Data:
PR #306, opened 2020-11-15
Implement QR pullback

Kolaru:
Implement the pullback for the QR decomposition, following:

Walter and Lehmann, 2018, Algorithmic Differentiation of Linear Algebra Functions with Application in Optimum Experimental Design


src/rulesets/LinearAlgebra/factorization.jl
```diff
@@ -261,3 +261,67 @@ function chol_blocked_rev(Σ̄::AbstractMatrix, L::AbstractMatrix, nb::Integer,
...
+#####
+
+const QR_TYPE = Union{QR, QRPivoted, LinearAlgebra.QRCompactWY}
+
+function rrule(::typeof(qr), X::AbstractMatrix{<:Real})
+    F = qr(X)
+
+    if size(F.R, 2) != size(F.R, 1)
+        throw(ArgumentError("Pullback for QR decomposition is only supported for m × n matrices with m >= n"))
+    end
```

About this task:
Find how many lines above include "Implement"; reply with the number only.

Reply:
2